Diese Einstellung vermittelt Sandra perfekt. Deshalb gelang es den Guano Apes auch vor einem derart chaotischen Haufen wie der Bloodhound Gang das Publikum trotz der Nervosität von Stefan und Henning und obwohl sie nicht angekündigt waren zu überzeugen. "Zuerst dachten wir, da hilft nur das Versprechen auf Freibier für alle, aber dann haben wir doch nur unsere Musik gespielt und es hat geklappt. Das liegt daran, daß wir keine Schubladen-Musik machen und nicht in eine feste Kategorie passen. Wir sind auch mal tagsüber beim Göttinger Stadtfest aufgetreten. Da stand eine Omi mit weißen Löckchen vor uns und hat nach ein paar Minuten voll mitgeswingt - was man bei denen eben so abgehen nennen kann. Und neben der Omi stand ein kleiner Käppie-Träger und der fand's auch geil. Die Jungs von der Bloodhound Gang waren ebenfalls begeistert, Jimmy Pop Ali meinte sogar, bei uns wäre jeder Song ein Hit."
Ob Jimmy Pop Ali von der Show oder begreiflicherweise mehr von Sandra begeistert war, will sie nicht verraten, nur so viel: "Mein Freund ist sehr sportlich."
Schade eigentlich, aber jetzt ist ihr Freund nicht da und ich weiß ohnehin schon, was sie heute abend vor hat. Am Anfang ihrer eigenen Herbst-Tour mußte sich Sandra wegen ihres Aussehens und ihrer Kleidung ("das trage ich nicht, weil Gwen das anzieht, das ist eben bequem und man trägt so was nun mal heute") vom Publikum noch Sprüche wie blöder No Doubt-Verschnitt anhören, doch die Rufer sind längst verstummt. "Meistens waren die spätestens nach einer halben Stunde ruhig, das ist bei uns so die Zeit, die wir brauchen, um mit einem Publikum, das uns überhaupt nicht kennt, warm zu werden. Deshalb ist ein halbstündiger Support-Gig für uns auch scheiße. Wenn das Publikum gerade auf unseren Zug aufgesprungen ist, fahren wir in den Bahnhof ein. Das ist blöd für alle."

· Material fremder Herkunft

PR #534, opened 2024-01-18
NRL-483 Fix all the SSO things

Tomdango:


scripts/_bootstrap.sh
```diff
@@ -72,10 +72,7 @@ function _bootstrap() {
     ;;
     #----------------
     "create-non-mgmt")
-      if [[ "$(aws sts get-caller-identity)" == *mgmt* ]]; then
-          echo "Please log in as a non-mgmt account" >&2
-          return 1
-      fi
+      _check_mgmt || return 1
```
Tomdango, line 75: Should be _check_not_mgmt

PR #232, opened 2022-11-30
Return an HTTP 429 when we're over capacity

thomshutt:
Currently very crude, but protects us from being DOSed.

Future iterations will probably be 

1) Include job size and current completion % in the calculation
2) Include machine resource availability (CPU, memory, network) in the calculation

### DIFF
--- a/middleware/capacity.go
+++ b/middleware/capacity.go
@@ -1,0 +1,20 @@
+package middleware
+
+import (
+	"net/http"
+
+	"github.com/julienschmidt/httprouter"
+	"github.com/livepeer/catalyst-api/pipeline"
+)
+
+const MAX_JOBS_IN_FLIGHT = 10
+
+func HasCapacity(vodEngine *pipeline.Coordinator, next httprouter.Handle) httprouter.Handle {
+	return func(w http.ResponseWriter, r *http.Request, ps httprouter.Params) {
+		if vodEngine.Jobs.Size() >= MAX_JOBS_IN_FLIGHT {
+			w.WriteHeader(http.StatusTooManyRequests)
+			return
+		}
+		next(w, r, ps)
+	}
+}
--- a/middleware/capacity_test.go
+++ b/middleware/capacity_test.go
@@ -1,0 +1,58 @@
+package middleware
+
+import (
+	"fmt"
+	"net/http"
+	"net/http/httptest"
+	"testing"
+
+	"github.com/julienschmidt/httprouter"
+	"github.com/livepeer/catalyst-api/pipeline"
+	"github.com/stretchr/testify/require"
+)
+
+func TestItCallsNextMiddlewareWhenCapacityAvailable(t *testing.T) {
+	// Create a next handler in the middleware chain, to confirm the request was passed onwards
+	var nextCalled bool
+	next := func(w http.ResponseWriter, r *http.Request, ps httprouter.Params) {
+		nextCalled = true
+	}
+
+	// Set up the HTTP handler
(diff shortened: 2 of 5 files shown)


middleware/capacity.go
```diff
@@ -0,0 +1,20 @@
...
+
+	"github.com/julienschmidt/httprouter"
+	"github.com/livepeer/catalyst-api/pipeline"
+)
+
+const MAX_JOBS_IN_FLIGHT = 10
+
+func HasCapacity(vodEngine *pipeline.Coordinator, next httprouter.Handle) httprouter.Handle {
+	return func(w http.ResponseWriter, r *http.Request, ps httprouter.Params) {
+		if vodEngine.Jobs.Size() >= MAX_JOBS_IN_FLIGHT {
```
victorges, line 14: This will count both catalyst and MediaConvert jobs, while we only need to limit on catalyst jobs. WDYT of having a function in the cache that returns a slice of all keys instead and here only count catalyst jobs? Might be worth a helper in the coordinator for that

middleware/capacity.go
```diff
@@ -0,0 +1,20 @@
+package middleware
+
+import (
+	"net/http"
+
+	"github.com/julienschmidt/httprouter"
+	"github.com/livepeer/catalyst-api/pipeline"
+)
+
+const MAX_JOBS_IN_FLIGHT = 10
```
victorges, line 10: I think Alex had thought of something shorter, maybe only 3. Wdyt?

pipeline/coordinator.go
```diff
@@ -194,6 +194,10 @@ func (c *Coordinator) TriggerRecordingEnd(p RecordingEndPayload) {
 	})
 }
 
+func (c *Coordinator) NumJobsInFlight() {
+
+}
```
victorges, line 199: 👀

victorges (approved):
LGTM

middleware/capacity.go
thomshutt: Good point, will update

middleware/capacity.go
thomshutt: I think we can definitely handle more than 3, will bring it down to 5 to begin with

pipeline/coordinator.go
thomshutt: Whoops

middleware/capacity_test.go
```diff
@@ -0,0 +1,60 @@
...
+	// Create a lot of in-flight jobs
+	coordinator := pipeline.NewStubCoordinator()
+	for x := 0; x < 5; x++ {
+		coordinator.StartUploadJob(pipeline.UploadJobPayload{
+			RequestID: fmt.Sprintf("request-%d", x),
+		})
+	}
+
+	// Set up the HTTP handler
+	handler := HasCapacity(coordinator, next)
```
victorges, line 49: Hmm I wonder how racy this is since the jobs run in background and the stub handlers return immediately. Does it pass consistently?

victorges (approved):
Nice!

middleware/capacity_test.go
thomshutt: Yep, I think because the stub handlers never trigger the Mist callbacks right? So the jobs stay in flight

victorges: Not sure actually. I think they may return an error which finishes the job and sends a callback

thomshutt: > it's the real handlers with mock clients instead

PR #234, opened 2022-12-01
Separate cucumber from unit tests

### LINKED ISSUE #213: Split out Cucumber tests and regular unit tests on CI
If we have them as separate jobs on Github Actions then we can speed up the overall build process

red-0ne:
Create a separate test job for cucumber tests that run in parallel of unit tests. Seems to be room for improvement by sharing the build  and mod download cache between jobs.

Should close #213

### DIFF
--- a/.github/workflows/test.yaml
+++ b/.github/workflows/test.yaml
@@ -7,7 +7,7 @@ on:
       - main
 
 jobs:
-  test:
+  unit-test:
     name: Test the catalyst-api project
     runs-on: ubuntu-20.04
     steps:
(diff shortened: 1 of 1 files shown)


thomshutt (approved):
LGTM, let's get a review from @hjpotter92 too since he's Mr Github Workflow

.github/workflows/test.yaml
```diff
@@ -37,11 +37,37 @@ jobs:
           git diff --exit-code
 
       - name: Run tests with coverage
-        run: go test ./... --short --race --covermode=atomic --coverprofile=coverage.out
+        run: go test $(go list ./... | grep -v /test) --short --race --covermode=atomic --coverprofile=coverage.out
```
hjpotter92, line 40: wouldn't it be better to refer to cucumber specifically here (to avoid possible addition of tests in future)?

```sh
grep -v cucumber
```

hjpotter92:
looks good other than a minor question. feel free to merge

Beim abendlichen Rockpalast-Gig geht alles schneller. Der kleine Saal im E-Werk ist gut gefüllt und schon nach dem zweiten Song ist der Guano Apes-Express samt Publikum auf den Spuren des Transrapid. Vielleicht liegt es auch daran, daß zuvor mit Lucilectric eine Band am Start war, die wirklich niemand mehr braucht. Doch solche Überlegungen sollen die überzeugende Leistung der Guano Apes nicht schmälern. Das Repertoire wurde übrigens an diesem Abend schon durch den Song "Lords Of The Boards", der zur Zeit in Clubs Furore macht, erweitert. Es ist zugleich der offizielle Titelsong der diesjährigen Snowboard-Europameisterschaft, eine weitere Ehrung und Anerkennung für die Guano Apes durch die "Skater-Szene", denen sie wohl in erster Linie den Erfolg verdanken.
Zum Beinahe-Eklat kommt es während des Interviews, als Sandra ihre Hose mit Kaffee bekleckert. Schließlich ist es die Hose, mit der sie heute abend vor laufender Kamera den Gig absolvieren muß. Doch auch ohne Ersatzhose ("Ich habe nur zwei Hosen und beide sehen gleich aus") bleibt Sandra locker. "Das ist ein gutes Zeichen." Stimmt.
Doch trotz aller Lockerheit, die Guano Apes haben sich vom Status eines Feierabendprojektes verabschiedet. "Wir wollen die Band professionell gestalten. Es ist schon längst kein reines Lustobjekt mehr, obwohl wir noch immer viel Spaß gemeinsam haben."
Dennoch sind die Guano Apes keine Band mit vier dicken Freunden. "Anfangs haben wir sogar recht wenig gemeinsam unternommen. Mittlerweile ist es schon etwas mehr geworden. Bei Musikern ist das eben immer etwas schwierig. Am Anfang muß sich erstmal jeder irgendwie beweisen, aber wenn das gegenseitige Beschnuppern vorüber ist und man merkt, daß aus der Sache was werden kann, rottet man sich schon zusammen. Wir haben die Schranke jetzt übersprungen und haben es geschafft, daß wir uns vertrauen. Es ist fast wie in einer Familie und ich denke, es klappt auch nur so bei uns als Band."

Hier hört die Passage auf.